Liskovs can also be lifted into parametrically sound contravariant positions. This looks a bit like:

def liftCtf[F[_]: Contravariant, A, B](a: A <~< B): F[B] <~< F[A]

Analysis of parametrically sound contravariance is essentially the same as that for covariance. The only difference is that, for F[A], A can only appear in the primitive contravariant position: the function parameter type.

With regard to recursion, the “flipping” behavior of Scala-contravariance applies. For example, this data type is soundly contravariant over A:

final case class IOf[A](f: IList[A] => Unit)

IList is soundly covariant over A, and IList[A] appears in soundly contravariant position, making A contravariant. Meanwhile, A is soundly covariant in this data type built upon IOf:

final case class IOf2[A](f: IOf[IOf[A]])

Some surprises

Despite the unsoundness of Liskov-lifting into Gimme earlier, it may seem surprising that Scala allows:

sealed trait GimmeC[+A]
case object GimmeCI extends Gimme[Int]

Moreover, this isn’t a bug; it’s perfectly sound. That is because, while matching GimmeI causes Scala to infer A ~ Int, it won’t do that for GimmeCI! Scala can soundly determine that A ⊇ Int when it matches GimmeCI, but I do not think it even goes so far as to do that as of this writing. We can’t blame Scala for this difference; Scala has declared up front that its type system encodes what it believes, and is our responsibility to follow the cardinal rule of not violating its assumptions if we lift Liskov into Gimme.
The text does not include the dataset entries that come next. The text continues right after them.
PR #80, opened 2015-02-17
A few fixes for handling of BuildNumber.

jhendrixMSFT:
If BuildNumber is not defined then skip target GetNuGetPackageVersions
and use the package version embedded in the NuSpec file.

For task GetPackageVersion only append the build number to prerelease
packages to comply with the SemVer v1.0 spec.

### DIFF
--- a/src/Microsoft.DotNet.Build.Tasks/GetPackageVersion.cs
+++ b/src/Microsoft.DotNet.Build.Tasks/GetPackageVersion.cs
@@ -7,6 +7,7 @@ using Microsoft.Build.Utilities;
 using System;
 using System.Diagnostics;
 using System.Linq;
+using System.Text.RegularExpressions;
 using System.Xml.Linq;
 
 namespace Microsoft.DotNet.Build.Tasks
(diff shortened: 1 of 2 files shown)


src/Microsoft.DotNet.Build.Tasks/GetPackageVersion.cs
```diff
@@ -34,7 +35,13 @@ public override bool Execute()
                 select el).FirstOrDefault();
 
             Debug.Assert(embeddedVerNode != null, "embeddedVerNode shouldn't be null");
-            PackageVersion = string.Format("{0}-{1}", embeddedVerNode.Value, BuildNumber);
+
+            // if this is a prerelease version then append the build number to the end
+            Regex preReleaseMatch = new Regex("-[0-9A-Za-z]+$");
```
weshaggard: I assume you don't actually need to "0-9" as it should only be chars in this spot correct? While I think this solves our issue for now I wonder if we need to explicitly pass in the "prerelease" string or not instead of having that in the nuspec.

weshaggard:
LGTM

src/Microsoft.DotNet.Build.Tasks/GetPackageVersion.cs
jhendrixMSFT: Per the SemVer spec any prerelease identifier is allowed to be alphanumeric but you are correct that today our prerelease identifiers don't contain any numeric characters.  As for moving the prerelease identifier out of the NuSpec file, I think this makes sense as long as every package built from a repo is in the same bucket (i.e. they are either all prerelease or not).

weshaggard: Sounds good I do think we will need to either keep the value in the nuspec or in the nuproj if we start using those to build the packages.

As stated earlier, Liskov cannot be lifted into collection.immutable.Set; TreeSet exists to trivially demonstrate the problem, but even if TreeSet was not there, we would not be able to honestly do it because c.i.Set is open to new subclasses that could perform similar violations. However, despite lacking a Functor, scalaz.ISet does allow Liskov-lifting. Do the ADT analysis yourself, if you like. Well, so, once you convert your ISet[Int] to ISet[Any], you can’t do many operations on it, but that’s neither here nor there.

Should this function exist?

The Scalaz community has settled on a definition of covariant-functoriality that conforms with the principle of parametric soundness. The rejection of Functor instances for the scala.collection.* classes, which have subclasses with mutable values over their parameters, and for collection.immutable.Set, which has the TreeSet case stated above and violates parametricity in the construction of HashSets, speak to this. As far as I know, Scalaz contains no Functors that are both Scala-invariant and violate the rules delineated above.

So how do you feel about the provision of a combinator of the type of liftCvf for Scalaz’s Functor?